Stored items:
§

PR #121, opened 2016-07-21
DM-6952: Table problems

loitly:
https://jira.lsstcorp.org/browse/DM-6952

Table component has couple of problems:
  - Scrambled table values after column selection and saving the table, then reset mess up the table. Saving the table and reset makes the table comes back.
  - table display no longer redefines column names in the table based on the column label, e.g. "Field Size" instead of "s_fov".
  - Downloaded file is not a valid IPAC table.
  - Filtering table does not change image overlay or plot until table is saved. At that point, the filtering works, but the plot symbol changes (happens when result is decimated, datapoints > 5000?)
  - In Edit Table Options, it's unclear what the reset button resets to.

### DIFF
--- a/src/firefly/java/edu/caltech/ipac/firefly/server/util/ipactable/DataGroupFilter.java
+++ b/src/firefly/java/edu/caltech/ipac/firefly/server/util/ipactable/DataGroupFilter.java
@@ -94,7 +94,7 @@ public class DataGroupFilter {
         StopWatch.getInstance().start("DataGroupFilter");
 
         TableDef tableMeta = IpacTableUtil.getMetaInfo(source);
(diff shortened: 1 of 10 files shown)


loitly:
In regard to the 5th bullet, reset button will:
 - unchecked show units and filters
 - clear all filters
 - set page size to 100
 - reset column selection to when table was first loaded.

wmiipac:
Can't really test the fix with Atlas,shall  I point firefly to you instead of irsawebdev1?

ejoliet:
I've checked that the issues are fixed apart from the second bullet that ill be tested separately. Will be confirmed.
Regarding the ipac table format, table header is not kept after sorting/filtering.

PR #123, opened 2016-07-21
DM-6953: fixed mutliple image issues

robyww:
- There is no panner for the image (is it missing from the API or is it a bug in calling it?)
 - No readout value from thumbnail image
 - The top bar readout doesn't include units for the pixel flux
 - Clicking on the expand icon deletes the image (in API only)
 - Clicking on the expand icon diabled the expand mode of table and xy plot (in API only)
 - Image button ask you for a position and displays that, wiping out whatever image brought you to IRSA Viewer in the first place. It should give another tile of the same field, drawn from the selected data set. (IRSAVIewer only)
 - grid with label off
 - Made loading images from remote consistent
 - Started conversion of python API
 - fixed range values serialization issue

### DIFF
--- a/src/firefly/js/visualize/ui/ApiExpandedDisplay.jsx
+++ b/src/firefly/js/visualize/ui/ApiExpandedDisplay.jsx
@@ -10,13 +10,14 @@ import {VisHeaderView} from './VisHeaderView.jsx';
 import {ExpandedModeDisplay} from '../iv/ExpandedModeDisplay.jsx';
 // import {currMouseState} from '../VisMouseCntlr.js';
 import {addMouseListener, lastMouseCtx} from '../VisMouseSync.js';
+import {readoutRoot} from '../../visualize/MouseReadoutCntlr.js';
 
 
 
 export class ApiExpandedDisplay extends Component {
     constructor(props) {
         super(props);
-        this.state= {visRoot:visRoot(), currMouseState:lastMouseCtx()};
+        this.state= {visRoot:visRoot(), currMouseState:lastMouseCtx(), readout:readoutRoot()};
     }
 
     shouldComponentUpdate(np,ns) { return sCompare(this,np,ns); }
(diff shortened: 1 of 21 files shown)


src/firefly/js/visualize/ui/ApiExpandedDisplay.jsx
```diff
@@ -33,8 +34,10 @@ export class ApiExpandedDisplay extends Component {
     }
 
     storeUpdate() {
-        if (visRoot()!==this.state.visRoot || lastMouseCtx() !==this.state.currMouseState) {
-            this.setState({visRoot:visRoot(), currMouseState:lastMouseCtx()});
+        if (visRoot()!==this.state.visRoot || 
+            lastMouseCtx() !==this.state.currMouseState || 
+            readoutRoot()!==this.state.readout) {
+            this.setState({visRoot:visRoot(), currMouseState:lastMouseCtx(), readout:readoutRoot()});
```
cwang2016: Do functions (visRoot(), lastMouseCtx(), readoutRoot()) get called twice possibly if the code is written like this?  Sometime I was puzzled by  similar situation like this, not sure if this is a concern as thinking of execution time.

cwang2016:
Review is done. Looks good to me.

ejoliet:
From what i could check, everything has been addressed and solved! Works like a charm!

The only (minor) difference i've noticed from testing external viewer call from demo page in chrome, safari and firefox is that in firefox, the first time you call the external viewer, the tab will get active but the subsequent calls won't. In Safari and Chrome, once you click to open the viewer, it will automatically focus and make the tab active where the image is opened independently of the first one called already or not.

ejoliet:
"fixed range values serialization issue" needs to be confirmed and tested by @wmiipac btw.

src/firefly/js/visualize/ui/ApiExpandedDisplay.jsx
robyww: Ultimately I don't think it matters for performance. Maybe it would if it were called in a loop.  Even if you think about performance, most of the time the if would be `false`.  Therefore putting it is 3 variables might take more resources.

robyww:
>> The only (minor) difference i've noticed from testing external viewer call from demo page in chrome, safari and firefox is that in firefox, the first time you call the external viewer, the tab will get active but the subsequent calls won't. In Safari and Chrome, once you click to open the viewer, it will automatically focus and make the tab active where the image is opened independently of the first one called already or not.

We should make a new ticket for that.  Our solution with the old system it is blink the title on the tab until it become active.

PR #124, opened 2016-07-25
DM-6439: Remove GWT from build

loitly:
https://jira.lsstcorp.org/browse/DM-6439

  - remove GWT build from firefly
  - AnyFileUpload no longer pre-load fits images
  - fix firefly showing blank page when no results are present.  should show drop-drown.


robyww:
Looks good.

§

> **What to do**
Look back at the data above. Transcribe exactly the lines starting at the line that contains "In regard to" and ending at the line that contains "I've checked that".

> **Exercise result**
In regard to the 5th bullet, reset button will:
 - unchecked show units and filters
 - clear all filters
 - set page size to 100
 - reset column selection to when table was first loaded.

wmiipac:
Can't really test the fix with Atlas,shall  I point firefly to you instead of irsawebdev1?

ejoliet:
I've checked that the issues are fixed apart from the second bullet that ill be tested separately. Will be confirmed.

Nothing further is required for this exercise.